Making the aging experience worthwhile: How social interaction contributes to active aging
Innovation in Ageing
Oxford University Press
School of Arts and Humanities
In most parts of the world, people are now living longer lives, which presents both opportunities and concerns over how to make the ageing process a worthwhile experience. The World Health Organisation’s Active Ageing model became a prominent global policy response since 2002 and has evolved into different country-level ageing policies. While a considerable volume of literature exists on active ageing – testing the validity of its various components, there is limited empirical evidence of how social interaction contributes to active ageing for older people and how it can be promoted through policy. In this paper, we examine social interaction and how it contributes to lived experiences of active ageing among a sample of 30 older Ghanaians living in Australia and Ghana.

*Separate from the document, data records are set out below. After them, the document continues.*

PR #1104, opened 2017-05-27
Listen to and relay play and pause events on media element

nlicitra:
Added automatic listening to the `"play"` and `"pause"` events of the provided media element. In the current implementation, I can only control audio playback from within the context of `wavesurfer.js`. In the application I'm building, I want to have the media element be the single source of audio playback control, allowing the `wavesurfer.js` instance to be a single part of a group of visualizations rather than the main controller.

None that I am aware of

None that I am aware of

### Todos/Notes: 
I don't know if this has any unexpected consequences but it worked perfectly for me with this simple change when running `wavesurfer.js` with the `{backend: "MediaElement"}` configuration.

N/A

### DIFF
--- a/src/mediaelement.js
+++ b/src/mediaelement.js
@@ -119,7 +119,7 @@ WaveSurfer.util.extend(WaveSurfer.MediaElement, {
             my.fireEvent('play');
         });
 
-        media.addEventListener('ended', function () {
+        media.addEventListener('pause', function () {
             my.fireEvent('pause');
         });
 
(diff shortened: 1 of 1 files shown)


katspaugh:
This is a good idea!

However, won't this double fire the play and pause events when launched through wavesurfer.js (and not via the media element)? Maybe we need to remove the other `fireEvent` calls in the play and pause methods?

nlicitra:
Good thinking! I've removed the emit statements from the play and pause as the calls to `this.media.play()` and `this.media.pause()` should now cause the event to be fired automatically.

nlicitra:
@katspaugh just want to follow up on my changes. Thanks!

katspaugh:
Sorry, I was on vacation. Thank you, merged!

Issue #1084, opened 2017-05-10
Canvas draw and animation creating Memory Leaks


gitdisrupt:
### Wavesurfer.js version(s):
1.4.0

### Browser version(s):
Safari and Chrome

### Use behaviour needed to reproduce the issue:

All use cases ...

I was seeing a never ending increase in memory usage when instantiating a wavesurfer instance and playing back an audio file (tried both, as `MediaElement` and `WebAudio`) that is **NOT** released after calling `myWave.destroy()` to destroy the instance.

At first i suspected the memory leaks had something to do with WebAudio or even the Media element, but then to test this theory, i modified the wavesurfer code and disabled the render of the canvas.

As soon as i disabled the render of the canvas the memory leak was gone.

It seems there are references to the canvas elements, event listeners and animation that are not properly removed on destroy.

gitdisrupt:
OK EVERYONE!! I can't believe i didn't think to try this earlier ... but i believe i have made a **HUGE improvement to performance and memory usage!!**

VERY SIMPLY ...
For both the `drawBars` and `drawWave` methods, i wrapped their contents with a `requestAnimationFrame()` call, and this **DRAMATICALLY** reduced memory usage!!!!

**ALSO**, at the end of those calls, i cancel the request and `NULL` the property.

Here is what i did ... 

```
drawBars: function (peaks, channelIndex, start, end) {
        let requestAnimationFrame = window.requestAnimationFrame || window.webkitRequestAnimationFrame;
        requestAnimationFrame(() => {
            // contents of the drawBars method here
        });
        cancelRequestAnimFrame(requestAnimationFrame);
        requestAnimationFrame = null;
}
```
And then of course i did the same for the `drawWave` method as well.

I am betting there are other improvements that can be done as it relates to memory leaks, like nulling properties when they are no longer needed, but i feel like this alone makes for a great improvement.

Hey @entonbiba, can this update be applied to the latest version?

Cheers!!

entonbiba:
@gitdisrupt looks fine to me, can you create a pull request for it?

entonbiba:
@gitdisrupt I say let's create a util method for `requestAnimationFrame = window.requestAnimationFrame || window.webkitRequestAnimationFrame;` instead and just reference via `this.util.requestAF(functionhere(this));` method. This way it will automatically set it to null in the util method.

katspaugh:
This looks cool, @gitdisrupt, thank you very much!

[...]

PR #1106, opened 2017-05-27
Wrap drawing in requestAnimationFrame (multicanvas).

agamemnus:
Wrap drawing in requestAnimationFrame (multicanvas) per https://github.com/katspaugh/wavesurfer.js/issues/1084.

Blocked by https://github.com/katspaugh/wavesurfer.js/pull/1107.

### DIFF
--- a/src/drawer.multicanvas.js
+++ b/src/drawer.multicanvas.js
@@ -140,97 +140,105 @@ WaveSurfer.util.extend(WaveSurfer.Drawer.MultiCanvas, {
     },
 
     drawBars: function (peaks, channelIndex, start, end) {
-        // Split channels
-        if (peaks[0] instanceof Array) {
-            var channels = peaks;
-            if (this.params.splitChannels) {
-                this.setHeight(channels.length * this.params.height * this.params.pixelRatio);
-                channels.forEach(function(channelPeaks, i) {
-                    this.drawBars(channelPeaks, i, start, end);
-                }, this);
-                return;
-            } else {
-                peaks = channels[0];
+        var requestAnimationFrame = window.requestAnimationFrame || window.webkitRequestAnimationFrame;
+        var my = this;
+        requestAnimationFrame(function() {
+            // Split channels
+            if (peaks[0] instanceof Array) {
+                var channels = peaks;
+                if (my.params.splitChannels) {
+                    my.setHeight(channels.length * my.params.height * my.params.pixelRatio);
+                    channels.forEach(function(channelPeaks, i) {
+                        my.drawBars(channelPeaks, i, start, end);
+                    });
+                    return;
+                } else {
+                    peaks = channels[0];
+                }
             }
-        }
 
-        // Bar wave draws the bottom only as a reflection of the top,
-        // so we don't need negative values
-        var hasMinVals = [].some.call(peaks, function (val) {return val < 0;});
-        // Skip every other value if there are negatives.
-        var peakIndexScale = 1;
-        if (hasMinVals) {
-            peakIndexScale = 2;
-        }
+            // Bar wave draws the bottom only as a reflection of the top,
+            // so we don't need negative values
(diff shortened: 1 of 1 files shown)


src/drawer.multicanvas.js
```diff
@@ -140,97 +140,105 @@ WaveSurfer.util.extend(WaveSurfer.Drawer.MultiCanvas, {
...
-            var channels = peaks;
-            if (this.params.splitChannels) {
-                this.setHeight(channels.length * this.params.height * this.params.pixelRatio);
-                channels.forEach(function(channelPeaks, i) {
-                    this.drawBars(channelPeaks, i, start, end);
-                }, this);
-                return;
-            } else {
-                peaks = channels[0];
+        var requestAnimationFrame = window.requestAnimationFrame || window.webkitRequestAnimationFrame;
```
mspae: Can you add support for opera and IE? … Maybe this would be something to put in utils, since it is also used in MultiCanvas and potentially other places.

mspae: Maybe something like this:  https://gist.github.com/mrdoob/838785

agamemnus:
K. I'll change it in a bit.

agamemnus:
I don't know what's going on here.

src/drawer.multicanvas.js
```diff
@@ -231,15 +231,15 @@ WaveSurfer.util.extend(WaveSurfer.Drawer.MultiCanvas, {
 
         // Always draw a median line
         this.fillRect(0, halfH + offsetY - this.halfPixel, this.width, this.halfPixel);
-    },
+    }),
 
-    drawLine: function (peaks, absmax, halfH, offsetY, start, end) {
+    drawLine: utils.frame(function(peaks, absmax, halfH, offsetY, start, end) {
```
katspaugh: `utils` is undefined. It has to be `WaveSurfer.util`. Please also restore the spaces after the function keyword.

agamemnus:
It's a function call though. Tough call..

agamemnus:
Also I wrapped drawLine by accident instead of the one above it (or so). My bad.

thijstriemstra:
anyone an idea what this error is about? https://travis-ci.org/katspaugh/wavesurfer.js/builds/237172952#L352

agamemnus:
Yeah... it's because I don't have all the requestAnimationFrame PRs in one place, so it doesn't know about util.frame...

thijstriemstra:
You'll probably have to bring in more code in this PR so the travis build doesn't fail, or find a way to make travis build happy.

agamemnus:
Once the util PR is accepted, this one will work.

agamemnus:
The one you pinged me about 20 min ago...! :P

https://github.com/katspaugh/wavesurfer.js/pull/1107

thijstriemstra:
cool, just for reference so others don't have to dig around for the PR nr. You should probably add to the PR description something like "blocked by PR #"

thijstriemstra:
Tests fail with:

```
TypeError: Illegal invocation

	    at Object.drawWave (dist/wavesurfer.min.js:4:9038)

	    at Object.t.Drawer.drawPeaks (dist/wavesurfer.min.js:4:21459)

	    at Object.t.empty (dist/wavesurfer.min.js:4:8462)

	    at Object.t.load (dist/wavesurfer.min.js:4:5975)

	    at Object.<anonymous> (spec/wavesurfer.spec.js:23:20)
```

so this typoe of method definition isn't allowed it seems..

agamemnus:
It's completely unclear what is going on here. The same changes worked in the Canvas PR.

katspaugh:
Weird. Can you reproduce this error locally?

agamemnus:
Found the issue. See: https://github.com/katspaugh/wavesurfer.js/pull/1120.

katspaugh:
The tests pass now, thanks!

Our findings confirm the significance of social interaction for active ageing, and shows that social interaction creates a sense of purpose for living, which leads to the ability of the individual to build resilience, which mitigates anxieties and pains associated with ill health (especially for frail older people); enhances self-motivation for play and fun; empowers the individual to explore opportunities for continuous activity including leisure, and improves the general feeling of happiness resulting in active ageing – quality of life. The paper’s main argument is that social interaction presents potentials for improving the quality of life (active ageing) for older people and needs to be carefully considered in policy, research and practice.